To her surprise, the brown eyes that rose to meet hers were soft and sad rather than offended.

"I wish I could," he admitted quietly. "You can't begin to imagine how much I wish I could just 'forget' what he did before."

Her own eyes widened with surprise and not a little compassion.

"You *do* like him, don't you? For all you fight against it, you're not as indifferent to him as you pretend."

"I'm not indifferent to him at all," Chakotay agreed. "From the day our crews merged, Tom Paris has never once failed to perform his duties to the best of his abilities. He's an excellent pilot, a good officer and this isn't the first time he's saved our lives. I'm not a hypocrite, Kathryn. At my request, and against your own better judgment, you gave B'Elanna the fresh start I asked you to. You gave Tom Paris the same clean slate and he hasn't let you down. Now I've let go of the anger, I can see that clearly."

"But you don't want to, do you?" she asked.

"There's an old saying, Katherine. 'Fool me once, shame on you. Fool me twice, shame on myself.' I'm prepared to respect him, perhaps even to like him, but I'm never going to make the mistake of trusting him. He's betrayed his colleagues once and that proves that given the right, or wrong, circumstances he's capable of betraying again. No one changes *that* much."

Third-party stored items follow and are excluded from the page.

PR #393, opened 2024-03-05
feat(MenuWithCombobox): add MenuWithCombobox component

balzdur:
First PR required for the refactoring of operand edit : introduce a new component Menu + Combobox (in order to drop the quick & dirty previous composition which was hacky).

PS: look at the storybook to see some example (behaviours: especially keyboard + focus managment + dismissing management)

### DIFF
--- a/packages/ui-design-system/src/MenuWithCombobox/MenuWithCombobox.tsx
+++ b/packages/ui-design-system/src/MenuWithCombobox/MenuWithCombobox.tsx
@@ -1,0 +1,195 @@
+import * as Ariakit from '@ariakit/react';
+import clsx from 'clsx';
+import * as React from 'react';
+
+const WithComboboxContext = React.createContext(false);
+const WithComboboxListContext = React.createContext(false);
+const ParentContext = React.createContext(false);
+const HideAllContext = React.createContext<(() => void) | null>(null);
+
+function HideAllContextProvider({ children }: { children: React.ReactNode }) {
+  const hideAll = Ariakit.useMenuContext()?.hideAll ?? null;
+  return (
+    <HideAllContext.Provider value={hideAll}>
+      {children}
+    </HideAllContext.Provider>
+  );
+}
+
+export interface MenuRootProps {
+  searchValue?: string;
+  onSearch?: (value: string) => void;
+  children: React.ReactNode;
+}
+
+/**
+ * A menu component.
+ *
+ * @example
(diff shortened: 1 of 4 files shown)


packages/ui-design-system/src/MenuWithCombobox/MenuWithCombobox.tsx
```diff
@@ -0,0 +1,200 @@
...
+  const parent = React.useContext(ParentContext);
+  const withCombobox = searchValue !== undefined || onSearch !== undefined;
+
+  const element = (
+    <Ariakit.MenuProvider
+      showTimeout={0}
+      placement={parent ? 'right-start' : 'bottom-start'}
+    >
+      <WithComboboxContext.Provider value={withCombobox}>
+        <HideAllContextProvider>{children}</HideAllContextProvider>
```
Pascal-Delange, line 57: what does this do exactly? Hide context providers from screen readers ?

packages/ui-design-system/src/MenuWithCombobox/MenuWithCombobox.tsx
```diff
@@ -0,0 +1,200 @@
+import * as Ariakit from '@ariakit/react';
```
Pascal-Delange, line 1: is this an alternative to radix ?

packages/ui-design-system/src/MenuWithCombobox/MenuWithCombobox.tsx
balzdur: This is a context I created in order to inject a hideAll method.
This allows to close all menu and submenu at once

Pascal-Delange (approved):

packages/ui-design-system/src/MenuWithCombobox/MenuWithCombobox.tsx
balzdur: Yes, TBH I prefer a little bit the simplicity of Radix (composition first with hidden complexity) but Radix lag behind in term of new features and customization is sometimes really hard.

With that new pkg it's simpler (and there is a lot of concrete examples to allow complex components creation). I already used it for the SelectWithCombobox.

As an example, Radix don't have yet any combobox, but the open issue on the topic started 3/4 years ago. This is definitely a pain point for me. Composition of existing components is hard in radix but easier on Ariakit

PR #395, opened 2024-03-07
adapt env variables for docker compose

Pascal-Delange:


packages/app-builder/.env.example
```diff
@@ -10,7 +10,8 @@ NODE_ENV=development
 SESSION_SECRET=SESSION_SECRET
 SESSION_MAX_AGE=43200
 
-MARBLE_API_DOMAIN=http://localhost:8080
+MARBLE_API_DOMAIN_CLIENT=http://localhost:8080
```
Pascal-Delange, line 13: The one case where the two values are not equivalent is if the application (api+front) are running locally in docker containers. In this case, the client (browser) can call the API on localhost but the front server cannot

Dockerfile
```diff
@@ -15,6 +15,9 @@ RUN --mount=type=secret,id=SENTRY_AUTH_TOKEN \
       SENTRY_AUTH_TOKEN=$(cat /run/secrets/SENTRY_AUTH_TOKEN) && \
       export SENTRY_AUTH_TOKEN=$SENTRY_AUTH_TOKEN && \
       pnpm run -r build-with-sourcemaps --release $SENTRY_RELEASE
+# Comment above and uncomment below to build the image locally (not in CI)
+# RUN pnpm --filter=app-builder run build
+ENV NODE_ENV=production
```
balzdur, line 20: Honnestly, I think we could have two dockerfile : one for the CI and one for the local build.

packages/app-builder/src/utils/environment.ts
```diff
@@ -106,7 +107,11 @@ export function getServerEnv<K extends keyof ServerEnvVarName>(
 export function getClientEnvVars() {
   return {
     ENV: getServerEnv('ENV'),
-    AUTH_EMULATOR_HOST: getServerEnv('FIREBASE_AUTH_EMULATOR_HOST'),
+    FIREBASE_AUTH_EMULATOR_HOST: getServerEnv(
+      'FIREBASE_AUTH_EMULATOR_HOST',
+    )?.startsWith('http://')
+      ? getServerEnv('FIREBASE_AUTH_EMULATOR_HOST')
+      : 'http://' + getServerEnv('FIREBASE_AUTH_EMULATOR_HOST'),
```
balzdur, line 114: Why do you need this ?

balzdur (approved):

Dockerfile
Pascal-Delange: hmm, do we ?
I'm assuming us as developers will usually develop in VScode not in a local docker image.
On the other hand our open source users will use the same docker image as us in prod.

Pascal-Delange: I mean, we can add an alternative dockerfile for local docker image building when debugging (as I had to do this week) - but I don't expect it to be used much

packages/app-builder/src/utils/environment.ts
Pascal-Delange: ok good question. The reason was that currently we have `http://localhost:9099` as the value for the env variable in the example env (which is not really a hostname). And it was confusing in the docker compose because the backend expects the hostname without http.
But in fact in the doc they put it without the protocol https://firebase.google.com/docs/emulator-suite/connect_auth#admin_sdks so I guess we can just keep it as `localhost:9099` in our example en after all

balzdur: Yes, I think we can harmonize this and make the change once for all (IIRC, you already raised this issue for other env vars).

"You're a stubborn man," Katherine announced.

"I have to be," Chakotay replied, his expression sad. "Because this isn't about *me*. It's about the people I've sworn to protect. I can't allow my own feelings to compromise the possible safety of the crew." 

"Oh, Chakotay," she murmured sympathetically, as she finally understood. "You *more* than like him, don't you?"

Although his eyes flared warily, he respected her too much to lie. A wry, self-depreciating smile flickered over his features and he shrugged as he said, "So call me a middle-aged fool."

"I think the only foolish thing about it is your own self-denial, Chakotay. If yesterday proved nothing else, it proved that our lives out here are too precarious for us to waste any potential chance of happiness on what-ifs and maybes. The Tom Paris who saved us all yesterday isn't a man capable of betrayal. Perhaps leopards never chance their spots and someday, somehow, Tom could again become the man he once apparently was, but I doubt it and even if it *should* happen then we'll cross that bridge when we come to it. 

"Deal with the Tom who lives on this ship, not the Tom who lives in your memory. You'll both be happier for it."

"I wish it were that easy," Chakotay sighed.

"Nothing worth having is ever easy," she said, with a smile. "Give it a try, Chakotay. All you've got to lose is that chip on your shoulder."

"I'll give it some thought." 

"That's all I ask," she agreed. "Now I think we'd both better get out there and help with the repairs so that when our Pilot wakes up he has a ship to fly."